Dataset entries

********************

PR #5, opened 2022-03-24
7903132: Replace casts with type test pattern

bowbahdoe:
Replaces a handful of casts following type tests with the equivalent pattern syntax.

I cannot create a matching issue, as I do not have an account on the bug tracker.

---------
### Progress

### Issue
 * [CODETOOLS-7903132](https://bugs.openjdk.java.net/browse/CODETOOLS-7903132): Replace casts with type test pattern

### Reviewers
 * [Jorn Vernee](https://openjdk.java.net/census#jvernee) (@JornVernee - no project role)

### Reviewing

Checkout this PR locally: \
`$ git fetch https://git.openjdk.java.net/jextract pull/5/head:pull/5` \
`$ git checkout pull/5`

`$ git checkout pull/5` \
`$ git pull https://git.openjdk.java.net/jextract pull/5/head`

</details>

Checkout this PR locally: \
`$ git pr checkout 5`

`$ git pr show -t 5`

</details>

<a href="https://git.openjdk.java.net/jextract/pull/5.diff">https://git.openjdk.java.net/jextract/pull/5.diff</a>

</details>

### DIFF
--- a/src/main/java/org/openjdk/jextract/clang/Cursor.java
+++ b/src/main/java/org/openjdk/jextract/clang/Cursor.java
@@ -237,10 +237,8 @@ public final class Cursor {
         if (this == other) {
             return true;
         }
-        if (!(other instanceof Cursor otherCursor)) {
-            return false;
-        }
-        return (Index_h.clang_equalCursors(cursor, otherCursor.cursor) != 0);
+        return other instanceof Cursor otherCursor &&
+                (Index_h.clang_equalCursors(cursor, otherCursor.cursor) != 0);
     }
 
     @Override
--- a/src/main/java/org/openjdk/jextract/clang/Cursor.java
+++ b/src/main/java/org/openjdk/jextract/clang/Cursor.java
@@ -237,10 +237,10 @@ public final class Cursor {
         if (this == other) {
             return true;
         }
-        if (!(other instanceof Cursor)) {
+        if (!(other instanceof Cursor otherCursor)) {
             return false;
         }
-        return (Index_h.clang_equalCursors(cursor, ((Cursor)other).cursor) != 0);
+        return (Index_h.clang_equalCursors(cursor, otherCursor.cursor) != 0);
     }
 
     @Override
--- a/src/main/java/org/openjdk/jextract/impl/ClassSourceBuilder.java
+++ b/src/main/java/org/openjdk/jextract/impl/ClassSourceBuilder.java
@@ -56,7 +56,8 @@ abstract class ClassSourceBuilder extends JavaSourceBuilder {
 
     ClassSourceBuilder(JavaSourceBuilder enclosing, Kind kind, String name) {
         this.enclosing = enclosing;
-        this.align = (enclosing instanceof ClassSourceBuilder enclosing) ? enclosing.align : 0;
+        this.align = (enclosing instanceof ClassSourceBuilder classSourceBuilder)
+                ? classSourceBuilder.align : 0;
         this.kind = kind;
         this.desc = ClassDesc.of(enclosing.packageName(), enclosing.uniqueNestedClassName(name));
     }
--- a/src/main/java/org/openjdk/jextract/impl/ClassSourceBuilder.java
+++ b/src/main/java/org/openjdk/jextract/impl/ClassSourceBuilder.java
@@ -56,8 +56,7 @@ abstract class ClassSourceBuilder extends JavaSourceBuilder {
 
     ClassSourceBuilder(JavaSourceBuilder enclosing, Kind kind, String name) {
         this.enclosing = enclosing;
-        this.align = (enclosing instanceof ClassSourceBuilder) ?
-            ((ClassSourceBuilder) enclosing).align : 0;
+        this.align = (enclosing instanceof ClassSourceBuilder enclosing) ? enclosing.align : 0;
         this.kind = kind;
         this.desc = ClassDesc.of(enclosing.packageName(), enclosing.uniqueNestedClassName(name));
     }
@@ -222,8 +221,8 @@ abstract class ClassSourceBuilder extends JavaSourceBuilder {
 
     ToplevelBuilder toplevel() {
         JavaSourceBuilder encl = enclosing;
-        while (encl instanceof ClassSourceBuilder) {
-            encl = ((ClassSourceBuilder) encl).enclosing;
+        while (encl instanceof ClassSourceBuilder classSourceBuilder) {
+            encl = classSourceBuilder.enclosing;
         }
         return (ToplevelBuilder)encl;
     }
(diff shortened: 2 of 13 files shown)


mcimadamore:
Are you in a position to file a JBS issue for this? We're happy to sponsor - the problem here is that the subject of the PR has to be in the form:

NNNNNNN: <JBS issue subject>

For it to go through. If you are having issues, please let us know and we'll try to find an alternate arrangement.

bowbahdoe:
My understanding is that I can't file a JBS issue until I get an account, which only happens after having made two contributions and petitioning for becoming an author.

JornVernee:
I've filed an issue for this PR here: https://bugs.openjdk.java.net/browse/CODETOOLS-7903132 Please update the PR title to include the issue number.

src/main/java/org/openjdk/jextract/clang/Cursor.java
```diff
@@ -237,10 +237,10 @@ public boolean equals(Object other) {
         if (this == other) {
             return true;
         }
-        if (!(other instanceof Cursor)) {
+        if (!(other instanceof Cursor otherCursor)) {
             return false;
         }
-        return (Index_h.clang_equalCursors(cursor, ((Cursor)other).cursor) != 0);
+        return (Index_h.clang_equalCursors(cursor, otherCursor.cursor) != 0);
```
JornVernee, line 243: I think in these cases we can do better by merging the `instanceof` check above this in the condition. i.e.
```suggestion
        return other instanceof Cursor otherCursor
            && (Index_h.clang_equalCursors(cursor, otherCursor.cursor) != 0);
```

And similar for other places that are computing a boolean value, such as all the equals methods.

src/main/java/org/openjdk/jextract/impl/ClassSourceBuilder.java
```diff
@@ -56,8 +56,7 @@
 
     ClassSourceBuilder(JavaSourceBuilder enclosing, Kind kind, String name) {
         this.enclosing = enclosing;
-        this.align = (enclosing instanceof ClassSourceBuilder) ?
-            ((ClassSourceBuilder) enclosing).align : 0;
+        this.align = (enclosing instanceof ClassSourceBuilder enclosing) ? enclosing.align : 0;
```
JornVernee, line 59: This is resulting in a compilation error:
```
jextract\src\main\java\org\openjdk\jextract\impl\ClassSourceBuilder.java:59: error: variable enclosing is already defined in constructor ClassSourceBuilder(JavaSourceBuilder,Kind,String)
        this.align = (enclosing instanceof ClassSourceBuilder enclosing) ? enclosing.align : 0;
```
Please build and test the patch locally on your machine as well, if you haven't done so already. (This should be done before suggesting changes).

bowbahdoe: So yes, 100% on me. But in my defense I am getting a particularly obtuse error before compilation and there isn't exactly someone to ask without pretense.

```
$ /usr/bin/clang --version
Apple clang version 13.1.6 (clang-1316.0.21.2)
Target: arm64-apple-darwin21.3.0
Thread model: posix
InstalledDir: /Applications/Xcode.app/Contents/Developer/Toolchains/XcodeDefault.xctoolchain/usr/bin

$ sh ./gradlew -Pjdk18_home=/Users/emccue/Library/Java/JavaVirtualMachines/openjdk-18/Contents/Home  clean verify

FAILURE: Build failed with an exception.

* Where:
Build file '/Users/emccue/Development/jextract/build.gradle' line: 13

* What went wrong:
A problem occurred evaluating root project 'jextract'.
> Could not get unknown property 'libclang_home' for root project 'jextract' of type org.gradle.api.Project.

* Try:
> Run with --stacktrace option to get the stack trace.
> Run with --info or --debug option to get more log output.
> Run with --scan to get full insights.

* Get more help at https://help.gradle.org

BUILD FAILED in 297ms

$ sh ./gradlew -Pjdk18_home=/Users/emccue/Library/Java/JavaVirtualMachines/openjdk-18/Contents/Home -Plibclang_home=/usr/bin/clang clean verify

FAILURE: Build failed with an exception.

* Where:
Build file '/Users/emccue/Development/jextract/build.gradle' line: 14

* What went wrong:
A problem occurred evaluating root project 'jextract'.
> Cannot invoke method getAt() on null object

* Try:
> Run with --stacktrace option to get the stack trace.
> Run with --info or --debug option to get more log output.
> Run with --scan to get full insights.

* Get more help at https://help.gradle.org

BUILD FAILED in 287ms

$ sh ./gradlew -Pjdk18_home=/Users/emccue/Library/Java/JavaVirtualMachines/openjdk-18/Contents/Home -Plibclang_home=/usr/bin/ clean verify

FAILURE: Build failed with an exception.

* Where:
Build file '/Users/emccue/Development/jextract/build.gradle' line: 14

* What went wrong:
A problem occurred evaluating root project 'jextract'.
> Cannot invoke method getAt() on null object

* Try:
> Run with --stacktrace option to get the stack trace.
> Run with --info or --debug option to get more log output.
> Run with --scan to get full insights.

* Get more help at https://help.gradle.org

BUILD FAILED in 290ms
```

src/main/java/org/openjdk/jextract/clang/Cursor.java
bowbahdoe: Strictly speaking, the whole method body could be merged into one expression. Its the realm of infinite bikesheds though, and I did not / do not know if there is a set of implicit style choices there.

src/main/java/org/openjdk/jextract/impl/ClassSourceBuilder.java
bowbahdoe: (I was counting on some CI/CD to be triggered on PR, which i suppose either isn't the case or isn't the case unless i get past the issue number check)

JornVernee: Questions can be directed at the mailing list (either jextract-dev@openjdk.java.net or panama-dev@openjdk.java.net). You can send an email there without making an account as well (it will go through a moderation queue first).

I agree the error message is not great. In this case the issue seems to be this line in build.gradle:

```
def clang_version = new File("${libclang_home}/lib/clang/").list()[0]
```

i.e. the `libclang_home` directory does not have the expected directory structure. It is looking for a directory like `<libclang_home>/lib/clang/<VERSION>`. So please make sure that exists.

src/main/java/org/openjdk/jextract/clang/Cursor.java
JornVernee: Well, we're on the topic of style changes already. This is new territory, so I think this is where we decide this :)

Merging the `instanceof` into the expression avoids having the pattern variable be carried over to outside of the `if` block, which I think is better.

The `this == other` check above that doesn't have the same problem.

bowbahdoe: I don't have any particularly strong opinions there, so I made that as the change, leaving the `this == other` checks alone

mcimadamore (approved):
Looks good

JornVernee (approved):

********************

> Activity
Show every line above in which the word "head" appears.

> Final answer
`$ git fetch https://git.openjdk.java.net/jextract pull/5/head:pull/5` \
`$ git pull https://git.openjdk.java.net/jextract pull/5/head`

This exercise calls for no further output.